[Collected data]

PR #1153, opened 2025-05-10
Introduce `WritableFS`

olekukonko:
The current Extraction functions make an assumption that writers will always write to a local directory. This limits flexibility and prevents integration with various storage backends like:
- Block storage systems
- HTTP APIs
- In-memory storage
- Temporary file systems
- etc

**Proposed Solution:**
Introduce a `WritableFS` interface that abstracts file system operations, allowing for multiple storage implementations. This provides:

```go
// WritableFS defines an interface for a writable file system or directory-like storage.
type WritableFS interface {
    // Base returns the base path or identifier of the file system (e.g., directory path or "memory").
    Base() string

    // WriteFile writes data to the named file, creating it if necessary.
    // If the file exists, it may overwrite it (implementation-dependent).
    // The perm parameter specifies the file permissions (e.g., 0644).
    WriteFile(name string, data []byte, perm fs.FileMode) error

    // Mkdir creates a directory named path, along with any necessary parents.
    // The perm parameter specifies the directory permissions (e.g., 0755).
    Mkdir(path string, perm fs.FileMode) error
}
```

1. Better separation of concerns
2. Flexibility to use different storage backends
3. Cleaner API surface
4. Improved testability with in-memory implementations

**Key Changes:**
1. Added `WritableFS`
2. Implemented Two concrete types:
   - `OsFS` for local file system operations
   - `MemFS` for in-memory storage (useful for testing)

**Example Usage:**

```go
// Using local filesystem
osFs := NewOsFS("/output/dir")

// Using in-memory storage (for testing)
memFs := NewMemFS()
```

```go
// Normal way:
ExtractContent(inFile, "/output/dir", pages, conf)

// Using WritableFS:
ExtractContentFS(inFile, NewOsFS("/output/dir"), pages, conf)
```

**Benefits:**
- Backward compatible (can still use local file system)
- Enables new storage integrations without changing core logic
- Makes code more testable
- Follows Go's interface-oriented design principles
- Opens possibilities for future storage implementations (S3, GCS, etc.)

This is a production code hence Baby steps are required, hence i wanted to start with ExtractContentFS

### DIFF
--- a/pkg/api/test/extract_test.go
+++ b/pkg/api/test/extract_test.go
@@ -318,3 +318,21 @@ func TestExtractMetadataLowLevel(t *testing.T) {
 			md.ObjNr, md.ParentObjNr, md.ParentType, string(bb))
 	}
 }
+
+
+func TestExtractContentCommandFS(t *testing.T) {
+	msg := "TestExtractContentCommandFS"
+
+	// Extract content of all pages into outDir.
+	inFile := filepath.Join(inDir, "5116.DCT_Filter.pdf")
+
+	fs, err := os.Open(inFile)
+	if err != nil {
+		t.Fatalf("%s %s: %v\n", msg, inFile, err)
+	}
+
+	fsOut := api.NewOsFS(outDir)
+	if err := api.ExtractContentFS(fs, fsOut, nil, nil); err != nil {
+		t.Fatalf("%s %s: %v\n", msg, inFile, err)
+	}
+}
--- a/pkg/api/writeable.go
+++ b/pkg/api/writeable.go
@@ -1,0 +1,226 @@
+package api
+
+import (
+	"fmt"
+	"github.com/pdfcpu/pdfcpu/pkg/log"
+	pdf "github.com/pdfcpu/pdfcpu/pkg/pdfcpu"
+	"io"
+	"io/fs"
+	"os"
+	"path/filepath"
+	"time"
+)
+
+// WritableFS defines an interface for a writable file system or directory-like storage.
+type WritableFS interface {
+	// Base returns the base path or identifier of the file system (e.g., directory path or "memory").
+	Base() string
+
+	// WriteFile writes data to the named file, creating it if necessary.
+	// If the file exists, it may overwrite it (implementation-dependent).
+	// The perm parameter specifies the file permissions (e.g., 0644).
+	WriteFile(name string, data []byte, perm fs.FileMode) error
+
+	// Mkdir creates a directory named path, along with any necessary parents.
+	// The perm parameter specifies the directory permissions (e.g., 0755).
+	Mkdir(path string, perm fs.FileMode) error
+}
+
+// OsFS is a WritableFS implementation for the local file system.
+type OsFS struct {
+	BasePath string // BasePath is the root directory for file operations.
+}
+
+// NewOsFS creates a new OsFS with the specified base path.
+func NewOsFS(basePath string) *OsFS {
+	return &OsFS{BasePath: basePath}
+}
+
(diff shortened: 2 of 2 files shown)


hhrutter:
Please create a feature request  issue.
PRs are the result of issue discussions.
Thank you!

olekukonko:
### **What Problem Does `WritableFS` Solve?**
The core idea is **abstracting where extracted PDF content gets written**. Instead of hardcoding filesystem operations, the PDF extraction logic delegates writing to an interface (`WritableFS`). This enables:
1. **Writing to disk** (via `OsFS`).  
2. **Writing to memory** (via `MemFS`, useful for tests).  
3. **Writing to stdout or pipes** (see below).  
4. **Future backends** (e.g., cloud storage, ZIP files, databases).  


### **Example**
#### 1. **Support for Pipes/Stdout (Your Example)**
The comment you referenced highlights a real pain point: **temporary files break clean piping** (e.g., `pdfcpu | jq | pdfcpu`). With `WritableFS`, you could add a `StdoutFS` implementation:
```go
type StdoutFS struct{} // Implements WritableFS

func (s *StdoutFS) WriteFile(name string, data []byte, _ fs.FileMode) error {
    _, err := os.Stdout.Write(data)
    return err
}

// Usage: ExtractContentFS(pdfData, &StdoutFS{}, ...) 
```
Now, the extracted PDF content streams directly to stdout—**no temp files needed**. This fits Unix-style pipelines perfectly.

#### 2. **Testability Without I/O Overhead**
`MemFS` lets you verify *what would be written* without touching the disk:
```go
func TestExtractContent(t *testing.T) {
    memFS := NewMemFS()
    err := ExtractContentFS(pdfReader, memFS, []string{"1"}, nil)
    // Check memFS.files["1_123.txt"] contains expected data
}
```
- **Faster tests**: No filesystem cleanup.  
- **More reliable**: No permission/disk space issues.  

#### 3. **Swappable Storage Backends**
The same extraction logic works across backends. For example, to add S3 support:
```go
type S3FS struct { Bucket string }

func (s *S3FS) WriteFile(name string, data []byte, _ fs.FileMode) error {
    return s3.Upload(s.Bucket, name, data)
}
```
No changes to `ExtractContentFS` are needed—just pass `S3FS` instead of `OsFS`.

#### 4. **Consistent Directory Handling**
Both `OsFS` and `MemFS`:
- Normalize paths (e.g., `clean/../path` → `path`).  
- Auto-create parent directories (no "directory not found" errors).  
- Respect file permissions (even if just in-memory for tests).  


### **Why This Design Matters**
- **Separation of concerns**: PDF extraction doesn’t care *where* data goes.  
- **Unix philosophy**: Enable pipes by supporting stdout (via `StdoutFS`).  
- **Future-proof**: New storage backends don’t require refactoring.  

For your specific use case (avoiding temp files in pipes), the missing piece is a `StdoutFS` implementation—which would be trivial to add thanks to `WritableFS`. The interface makes this *explicitly possible* without hacks.  

The only thing is that am not sure if ` _ fs.FileMode` is even needed

hhrutter:
Thanks @olekukonko for this proposal and for opening #1155 for the design discussion.

The underlying goal makes sense, especially around piping/stdout and avoiding unnecessary temporary files. Since this PR was opened, we have been moving pdfcpu in a different architectural direction: consistent stream-based processing across the CLI and Go API, using reader/writer style boundaries instead of introducing a separate writable filesystem abstraction.

Because of that, `WritableFS` no longer fits the direction we are taking here, and this PR is also stale relative to the current codebase. I am going to close it for now.

Thanks again for taking the time to think this through and contribute.

Issue #1211, opened 2025-08-15
Add wrapping and justification to form text field filling


mdmcconnell:
My application often fills multi-line fields.  Text can overrun a single line, leading to this sort of output:

<img width="305" height="47" alt="Image" src="https://github.com/user-attachments/assets/0bc12ae9-956d-4e83-bca2-cb23f3e7fa01" />

The text is justified to the top of the field, but truncated at the right edge. I do not have a good way to prevent that at run time, so I suggest two possibilities:

1 - allow a FillDetails function to specify behaviour - modify function signature from

`func(id, name string, fieldType FieldType, format DataFormat) ([]string, bool, bool)`
to
```
type WrapBehaviour struct {
	Wrap              bool // Wrap the text if it it does not fit on single line of multi-line field
	Error             bool // Generate an error if the text overruns after applying all wrapping behaviours
	VeticalJustify    int
	HorizontalJustify int
	Compress          bool // Compress text horizontally as necessary/reasonable to fit the field
}

func(id, name string, fieldType FieldType, format DataFormat) ([]string, bool, bool, WrapBehaviour)
```

2 - Give FillDetails information it needs to determine wrapping for itself
`func(id, name string, fieldType FieldType, format DataFormat, boundingbox, fontinfo) ([]string, bool, bool, fontinfo)`

There would be follow-on changes to allow for these modifications when filling from a JSON or CSV file, like reading WrapBehaviour from JSON input.

mdmcconnell:
I think default behaviour is meant to be wrapping the text field, and a reader is responsible for doing this when it receives input into a field.  The two readers I am using do not automatically wrap the the text that has been programatically filled.  I think pdfcpu is generating appearance streams for the text.  I do not know if that should include layout as far a text wrapping - it seems the readers are expecting that pre-filled form text will have its appearance totally defined.

mdmcconnell:
Setting ctx.NeedAppearances before writing solves this specific problem for Acrobat, by forcing the reader to format the form field text.  gs seems to ignore the flag, and if I disable appearance stream generation entirely, gs fails badly at formatting fields.  I think that, if pdfcpu is going to generate appearance streams for form fields, it can do more.

hhrutter:
Can you please share a simple form/pdf which when filled reproduces this behavior?

Which viewer are you using?

mdmcconnell:
[...]

PR #1212, opened 2025-08-16
Add word wrapping to form text field rendering

mdmcconnell:
This PR partially deals with issue #1211 by adding word wrapping to text field rendering.  Also, no longer wraps fields which are not multiline, by converting newlines into spaces.  Unit tests for wrapping are included.


hhrutter:

PR #1239, opened 2025-10-03
Fix #1226: Correct typo in calcBorder()

### LINKED ISSUE #1226: Possible typo in calcBorder()
A static analysis tool suggested that `bb` should be `bbb` in the following code:
https://github.com/pdfcpu/pdfcpu/blob/master/pkg/pdfcpu/primitives/content.go#L731
I admit lacking expertise to confirm it, but I see no logical reason to treat the right border differently.
Similar sibling functions follow the same pattern and treat all margins/paddings/etc uniformly.

fank:
## Summary
- Fixed typo in `calcBorder()` where `Right` region was incorrectly passed `bb` instead of `bbb`
- This aligns with the pattern used in `calcMargin()` and `calcPadding()` functions
- Ensures Right border receives merged border configuration consistently with Left, Top, and Bottom

## Test plan
- Existing tests should pass
- The fix ensures consistent border handling across all regions

Fixes #1226

### DIFF
--- a/pkg/pdfcpu/primitives/content.go
+++ b/pkg/pdfcpu/primitives/content.go
@@ -728,7 +728,7 @@ func (c *Content) calcBorder(bb map[string]*Border) {
 	if c.Regions != nil {
 		if c.Regions.horizontal {
 			c.Regions.Left.calcBorder(bbb)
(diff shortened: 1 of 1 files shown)


fank:

hhrutter:

PR #1240, opened 2025-10-03
Fix #1229: Handle choice fields with missing Opt entry

### LINKED ISSUE #1229: "corrupt form field" when a form contains a listbox with no options
Using Adobe Acrobat, you can create a PDF document containing a ListBox form field with no options. The attached file, LISTBOX.pdf, is an example of such a document.

When running the following command with pdfcpu:

`pdfcpu form list LISTBOX.pdf`

the tool fails to parse the full PDF and returns the following error:
`corrupt form field: missing entry "Opt"`

As a result, the document cannot be fully accessed or processed.

Expected behavior:
pdfcpu should not crash or terminate parsing when encountering a ListBox with zero options. It should handle this edge case gracefully.

[LISTBOX.pdf](https://github.com/user-attachments/files/22299436/LISTBOX.pdf)

fank:
## Summary

Fixes #1229 by making the `Opt` entry optional for choice fields (ListBox and ComboBox), allowing pdfcpu to gracefully handle PDFs created by Adobe Acrobat that contain choice fields with no options.

## Problem

Adobe Acrobat allows creating ListBox and ComboBox fields with zero options, which results in PDFs without an `Opt` entry in the field dictionary. Previously, pdfcpu would fail with the error:

```
corrupt form field: missing entry "Opt"
```

This prevented users from listing, exporting, or processing such PDFs, even though they are valid according to the PDF specification (which marks `Opt` as optional).

## Solution

Changed all `parseOptions` calls from `REQUIRED` to `OPTIONAL` in:
- `pkg/pdfcpu/form/form.go` - `collectCh()` and `resetCh()` functions
- `pkg/pdfcpu/form/export.go` - `extractComboBox()` and `extractListBox()` functions  
- `pkg/pdfcpu/form/fill.go` - `fillChoiceField()` function

Each function now handles missing or empty options gracefully:
- **collectCh**: Skips setting options if none are present
- **resetCh**: Clears any existing values if no options available
- **export functions**: Exports fields with empty options array
- **fill functions**: Skips filling if no options available

## Testing

Tested with the provided `LISTBOX.pdf` file from the issue:

```
$ ./pdfcpu form list LISTBOX.pdf
/tmp/LISTBOX.pdf:

Pg L Field     │ Id  │ Name      
━━━━━━━━━━━━━━━┿━━━━━┿━━━━━━━━━━━
1    ListBox   │ 24  │ List Box1
```

The command now successfully lists the ListBox field without errors.

## Impact

This change improves compatibility with real-world PDF files created by Adobe Acrobat and follows the PDF specification's guidance that the `Opt` entry is optional for choice fields.

### DIFF
--- a/pkg/pdfcpu/form/export.go
+++ b/pkg/pdfcpu/form/export.go
@@ -374,15 +374,13 @@ func extractComboBox(xRefTable *model.XRefTable, page int, d types.Dict, id, nam
 		cb.Value = strings.TrimSpace(s)
 	}
 
-	opts, err := parseOptions(xRefTable, d, REQUIRED)
+	opts, err := parseOptions(xRefTable, d, OPTIONAL)
 	if err != nil {
 		return nil, err
 	}
-	if len(opts) == 0 {
-		return nil, errors.New("pdfcpu: combobox missing Opts")
+	if opts != nil {
+		cb.Options = opts
 	}
-
-	cb.Options = opts
 
 	return cb, nil
 }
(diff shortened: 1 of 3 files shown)


fank:

fank:
This more against the specs as written in the related issue, therefor not a solution.

PR #1241, opened 2025-10-03
Fix UTF-16 string parsing in balancedParenthesesPrefix

### LINKED ISSUE #1210: A normal PDF that cannot be opened normally with pdfcpu
```
pdfcpu info 'example.pdf'
dereferenceAndLoad: problem dereferencing object 2546: pdfcpu: parse: corrupt string literal, possibly unbalanced parenthesis
```
### some logs
`pdfcpu val -vv 'example.pdf'`
[debug.log](https://github.com/user-attachments/files/21791033/debug.log)

fank:
Fixes #1210

## Problem

The `balancedParenthesesPrefix` function was incorrectly counting raw `0x28` and `0x29` bytes that are part of UTF-16 encoded characters as parenthesis delimiters, causing parsing errors for PDF files with UTF-16 encoded strings.

For example, the Chinese character 用 (U+7528) is encoded as `0x75 0x28` in UTF-16BE. The `0x28` byte is not an opening parenthesis character—it's part of the character encoding.

## Root Cause

The parser was treating all `0x28` (opening paren) and `0x29` (closing paren) bytes as parenthesis delimiters, regardless of their context within UTF-16 encoded strings.

In UTF-16 encoded strings:
- An actual '(' character is `0x00 0x28` (UTF-16BE) or `0x28 0x00` (UTF-16LE)
- An actual ')' character is `0x00 0x29` (UTF-16BE) or `0x29 0x00` (UTF-16LE)
- Raw `0x28`/`0x29` bytes that are part of other character codes should be ignored

## Solution

Modified `balancedParenthesesPrefix` to:
1. Detect UTF-16 BOM markers (`0xFE 0xFF` for BE, `0xFF 0xFE` for LE)
2. Only count `0x28`/`0x29` bytes as parentheses when they represent actual UTF-16 encoded parenthesis characters
3. Properly handle the opening and closing string delimiters

## Testing

- Added comprehensive unit tests covering:
  - Basic parenthesis balancing
  - UTF-16BE encoded strings with embedded `0x28` bytes
  - UTF-16LE encoded strings
  - UTF-16 encoded actual parenthesis characters
  - Mixed ASCII in UTF-16 encoding
- Verified fix with the original PDF from issue #1210
- All existing tests pass (no regressions)

## Changes

- `pkg/pdfcpu/model/parse.go`: Updated `balancedParenthesesPrefix` function
- `pkg/pdfcpu/model/parse_test.go`: Added `TestBalancedParenthesesPrefix` with comprehensive test cases

### DIFF
--- a/pkg/pdfcpu/model/parse.go
+++ b/pkg/pdfcpu/model/parse.go
@@ -183,6 +183,12 @@ func balancedParenthesesPrefix(s string) int {
 	var j int
 	escaped := false
 
+	// Check for UTF-16 BOM after the opening '('
+	// UTF-16BE: 0xFE 0xFF, UTF-16LE: 0xFF 0xFE
+	isUTF16BE := len(s) > 2 && s[1] == '\xfe' && s[2] == '\xff'
+	isUTF16LE := len(s) > 2 && s[1] == '\xff' && s[2] == '\xfe'
+	isUTF16 := isUTF16BE || isUTF16LE
+
 	for i := 0; i < len(s); i++ {
 
 		c := s[i]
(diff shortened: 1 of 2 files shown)


fank:

petervwyatt:
Note that no version of PDF has ever defined support for UTF-16LE - only UTF-16BE, as per sub-clause 7.9.2.2.
But that doesn't mean you can't add it, but validation should fail such files (and especially for PDF/A, etc).

fank:
Thank you for the feedback @petervwyatt\! You're absolutely right - I'll update the implementation to only support UTF-16BE as per the PDF specification and remove UTF-16LE support. Let me fix that now.

fank:
Updated! I've removed UTF-16LE support from the implementation as it's not part of the PDF specification. The fix now only handles UTF-16BE (Big Endian) encoding, which aligns with:

1. The PDF specification (7.9.2.2)
2. The existing pdfcpu codebase (pkg/pdfcpu/types/utf16.go)

Changes in the latest commit:
- Removed UTF-16LE BOM detection
- Removed UTF-16LE parenthesis counting logic
- Removed UTF-16LE test cases
- Updated comments to clarify UTF-16BE-only support

All tests still pass with UTF-16BE support only.

hhrutter:
Already fixed.

PR #1242, opened 2025-10-03
Fix #1188: Automatically detect and preserve grayscale PNGs with alpha

### LINKED ISSUE #1188: Replacing an image with a grayscale with transparency one saves the image as DeviceRGB
If you replace an image in a pdf with a png that is grayscale + transparency, the image will be saved as DeviceRGB in the PDF

Image

[page_updated.pdf](https://github.com/user-attachments/files/20904843/page_updated.pdf)

This seems to be a problem with the go png library, as the color model that is returned by DecodeConfig is the same for ctGrayscaleAlpha and ctTrueColorAlpha (both return color.NRGBAModel )

fank:
## Summary

Fixes #1188 by automatically detecting grayscale PNG images (with or without alpha) and preserving them as DeviceGray color space instead of incorrectly converting them to DeviceRGB.

## Problem

When replacing images with PNG files that have grayscale+alpha (PNG color type 4), pdfcpu was saving them as DeviceRGB instead of DeviceGray, which:
- Resulted in 3x larger file sizes (RGB has 3 color components vs 1 for grayscale)
- Lost the original grayscale intent of the image
- Was inefficient for professional PDF workflows

The root cause was that Go's `image.Decode` converts both grayscale+alpha (color type 4) and RGB+alpha (color type 6) PNGs to the same `image.NRGBA` type, making them indistinguishable without inspecting the original PNG header.

## Solution

This PR implements automatic detection by:

1. **Reading PNG headers** - Added `getPNGColorType()` to parse PNG file headers and detect color type
2. **Automatic conversion** - When a grayscale PNG (color types 0 or 4) is detected, the decoded NRGBA image is converted to separate Gray and Alpha components
3. **Proper SMask extraction** - Alpha channel is properly extracted as a soft mask while using DeviceGray color space

## Implementation Details

- All changes are localized to `pkg/pdfcpu/model/image.go` as requested by maintainer feedback
- No new function parameters or API changes needed across the codebase
- Added helper functions:
  - `getPNGColorType()` - Reads PNG header to determine color type
  - `isGrayscaleNRGBA()` / `isGrayscaleNRGBA64()` - Validates that NRGBA pixel data is truly grayscale
  - `convertNRGBAToGrayAndAlpha()` / `convertNRGBA64ToGrayAndAlpha()` - Separates grayscale and alpha channels
  - `writeGrayWithAlphaImageBuf()` / `writeGray16WithAlphaImageBuf()` - Writes grayscale data with alpha mask

## Testing

- ✅ All existing tests pass
- ✅ Code builds without errors
- ✅ Tested with both 8-bit and 16-bit grayscale+alpha PNGs

## Comparison with PR #1213

This PR differs from the existing PR #1213 in the following ways:

- **Automatic vs Manual**: This PR automatically detects grayscale PNGs, while #1213 requires a `gray:true` flag
- **Minimal changes**: This PR keeps changes localized to `model/image.go` as requested by the maintainer, while #1213 adds boolean parameters across many layers
- **Better UX**: Users don't need to know or specify that their PNG is grayscale - it's detected automatically

## References

- Issue: #1188
- Related PR: #1213
- PNG Specification: Grayscale color type 0, Grayscale+Alpha color type 4

### DIFF
--- a/pkg/pdfcpu/model/image.go
+++ b/pkg/pdfcpu/model/image.go
@@ -327,6 +327,174 @@ func writeNRGBA64ImageBuf(xRefTable *XRefTable, img image.Image) ([]byte, []byte
 	return buf, sm
 }
 
+// getPNGColorType reads the PNG header to determine the color type.
+// Returns: colorType, bitDepth, error
+// PNG color types: 0=Gray, 2=RGB, 3=Palette, 4=Gray+Alpha, 6=RGB+Alpha
+func getPNGColorType(data []byte) (byte, byte, error) {
+	// PNG signature is 8 bytes
+	if len(data) < 26 {
+		return 0, 0, errors.New("pdfcpu: data too short for PNG header")
+	}
+
+	// Check PNG signature
+	pngSig := []byte{137, 80, 78, 71, 13, 10, 26, 10}
+	for i := 0; i < 8; i++ {
+		if data[i] != pngSig[i] {
+			return 0, 0, errors.New("pdfcpu: not a valid PNG file")
+		}
+	}
+
+	// IHDR chunk starts at byte 8
+	// Bytes 12-15 should be "IHDR"
+	if string(data[12:16]) != "IHDR" {
+		return 0, 0, errors.New("pdfcpu: invalid PNG IHDR chunk")
+	}
+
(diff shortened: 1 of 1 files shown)


fank:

*DIRECTIONS FOR THIS TASK*. For each line of the data that has the word "receives", report that line.

*EXERCISE ANSWER*.
I think default behaviour is meant to be wrapping the text field, and a reader is responsible for doing this when it receives input into a field.  The two readers I am using do not automatically wrap the the text that has been programatically filled.  I think pdfcpu is generating appearance streams for the text.  I do not know if that should include layout as far a text wrapping - it seems the readers are expecting that pre-filled form text will have its appearance totally defined.
- Ensures Right border receives merged border configuration consistently with Left, Top, and Bottom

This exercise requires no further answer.